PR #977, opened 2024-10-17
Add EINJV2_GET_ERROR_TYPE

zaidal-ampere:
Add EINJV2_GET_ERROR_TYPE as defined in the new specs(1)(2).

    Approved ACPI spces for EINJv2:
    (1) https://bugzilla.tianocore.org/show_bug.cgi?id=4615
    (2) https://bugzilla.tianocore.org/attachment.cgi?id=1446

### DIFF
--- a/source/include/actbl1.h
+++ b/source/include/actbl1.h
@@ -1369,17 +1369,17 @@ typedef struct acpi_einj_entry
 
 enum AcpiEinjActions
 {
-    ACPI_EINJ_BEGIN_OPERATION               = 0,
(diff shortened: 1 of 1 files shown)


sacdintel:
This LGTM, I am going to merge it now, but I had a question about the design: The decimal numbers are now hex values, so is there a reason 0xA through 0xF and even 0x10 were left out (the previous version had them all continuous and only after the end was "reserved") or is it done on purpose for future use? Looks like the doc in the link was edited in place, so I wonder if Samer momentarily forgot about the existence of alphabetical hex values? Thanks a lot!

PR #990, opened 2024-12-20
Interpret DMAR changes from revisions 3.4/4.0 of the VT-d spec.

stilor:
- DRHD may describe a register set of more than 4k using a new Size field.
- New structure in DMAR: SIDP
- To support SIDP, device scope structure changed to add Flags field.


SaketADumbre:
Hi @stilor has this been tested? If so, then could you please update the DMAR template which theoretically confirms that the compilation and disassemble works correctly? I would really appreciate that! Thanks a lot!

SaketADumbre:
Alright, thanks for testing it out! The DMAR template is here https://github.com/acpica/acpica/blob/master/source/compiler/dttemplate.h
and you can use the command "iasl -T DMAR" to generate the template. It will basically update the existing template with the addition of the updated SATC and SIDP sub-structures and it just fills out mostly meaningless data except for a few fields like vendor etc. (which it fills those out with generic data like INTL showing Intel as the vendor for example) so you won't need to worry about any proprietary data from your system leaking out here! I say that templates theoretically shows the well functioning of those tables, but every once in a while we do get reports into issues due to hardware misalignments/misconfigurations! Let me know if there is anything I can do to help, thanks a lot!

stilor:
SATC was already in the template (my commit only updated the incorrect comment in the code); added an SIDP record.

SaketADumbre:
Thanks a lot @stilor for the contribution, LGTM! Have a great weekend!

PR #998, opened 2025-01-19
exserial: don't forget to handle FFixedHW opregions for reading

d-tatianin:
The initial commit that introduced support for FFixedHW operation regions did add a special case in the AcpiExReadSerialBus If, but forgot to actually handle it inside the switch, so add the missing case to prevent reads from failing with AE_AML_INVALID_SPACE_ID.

-*-

_PROBLEM TO WORK ON_.
Each record should be transcribed exactly as it was written.

_RESULT OF THE EXERCISE_.
PR #977, opened 2024-10-17
Add EINJV2_GET_ERROR_TYPE

zaidal-ampere:
Add EINJV2_GET_ERROR_TYPE as defined in the new specs(1)(2).

    Approved ACPI spces for EINJv2:
    (1) https://bugzilla.tianocore.org/show_bug.cgi?id=4615
    (2) https://bugzilla.tianocore.org/attachment.cgi?id=1446

### DIFF
--- a/source/include/actbl1.h
+++ b/source/include/actbl1.h
@@ -1369,17 +1369,17 @@ typedef struct acpi_einj_entry
 
 enum AcpiEinjActions
 {
-    ACPI_EINJ_BEGIN_OPERATION               = 0,
(diff shortened: 1 of 1 files shown)


sacdintel:
This LGTM, I am going to merge it now, but I had a question about the design: The decimal numbers are now hex values, so is there a reason 0xA through 0xF and even 0x10 were left out (the previous version had them all continuous and only after the end was "reserved") or is it done on purpose for future use? Looks like the doc in the link was edited in place, so I wonder if Samer momentarily forgot about the existence of alphabetical hex values? Thanks a lot!

PR #990, opened 2024-12-20
Interpret DMAR changes from revisions 3.4/4.0 of the VT-d spec.

stilor:
- DRHD may describe a register set of more than 4k using a new Size field.
- New structure in DMAR: SIDP
- To support SIDP, device scope structure changed to add Flags field.


SaketADumbre:
Hi @stilor has this been tested? If so, then could you please update the DMAR template which theoretically confirms that the compilation and disassemble works correctly? I would really appreciate that! Thanks a lot!

SaketADumbre:
Alright, thanks for testing it out! The DMAR template is here https://github.com/acpica/acpica/blob/master/source/compiler/dttemplate.h
and you can use the command "iasl -T DMAR" to generate the template. It will basically update the existing template with the addition of the updated SATC and SIDP sub-structures and it just fills out mostly meaningless data except for a few fields like vendor etc. (which it fills those out with generic data like INTL showing Intel as the vendor for example) so you won't need to worry about any proprietary data from your system leaking out here! I say that templates theoretically shows the well functioning of those tables, but every once in a while we do get reports into issues due to hardware misalignments/misconfigurations! Let me know if there is anything I can do to help, thanks a lot!

stilor:
SATC was already in the template (my commit only updated the incorrect comment in the code); added an SIDP record.

SaketADumbre:
Thanks a lot @stilor for the contribution, LGTM! Have a great weekend!

PR #998, opened 2025-01-19
exserial: don't forget to handle FFixedHW opregions for reading

d-tatianin:
The initial commit that introduced support for FFixedHW operation regions did add a special case in the AcpiExReadSerialBus If, but forgot to actually handle it inside the switch, so add the missing case to prevent reads from failing with AE_AML_INVALID_SPACE_ID.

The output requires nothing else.